Stored items:
▼
PR #1306, opened 2017-02-21
Update geojson-vt

hjanetzek:
I've included geometry.hpp and gejson.hpp as git subtrees in our geojson-vt branch to avoid further submodules (and not having to fork them to include some tweaks for building with gcc 4.9)

### DIFF
--- a/core/src/data/clientGeoJsonSource.cpp
+++ b/core/src/data/clientGeoJsonSource.cpp
@@ -10,6 +10,11 @@
 
 #include "mapbox/geojsonvt.hpp"
 
+// RapidJson parser
+#include "mapbox/geojson.hpp"
+#include <mapbox/geojson_impl.hpp>
+
+
 #include <regex>
 
 namespace Tangram {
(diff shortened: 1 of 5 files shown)


matteblair:
Nice! Would it be alright if we cherry-picked the rapidjson update onto master, just to make this change set more manageable?

core/src/data/clientGeoJsonSource.cpp
```diff
@@ -1,44 +1,54 @@
...
+#include <regex>
 
 namespace Tangram {
 
-const double extent = 4096;
 const uint32_t indexMaxPoints = 100000;
-double tolerance = 1E-8;
+const double tolerance = 1E-8;
+using namespace mapbox;
+using vt_feature = mapbox::geojsonvt::detail::vt_feature;
```
tallytalwar: nitpic, no need to mention `mapbox::` when `using` is mentioned above.

tallytalwar:
Rebase, and ready to go.

PR #1311, opened 2017-02-22
Remove GLM submodule

matteblair:
We don't make changes to GLM, so there's not much value to maintaining it as a submodule -  copying in the files for the latest release is easier.

This also removes the GLM docs, which are over 10MB by themselves!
▲
The lines that contain the word "opened" are wanted; copy each of them from the records.

PR #1306, opened 2017-02-21
PR #1311, opened 2017-02-22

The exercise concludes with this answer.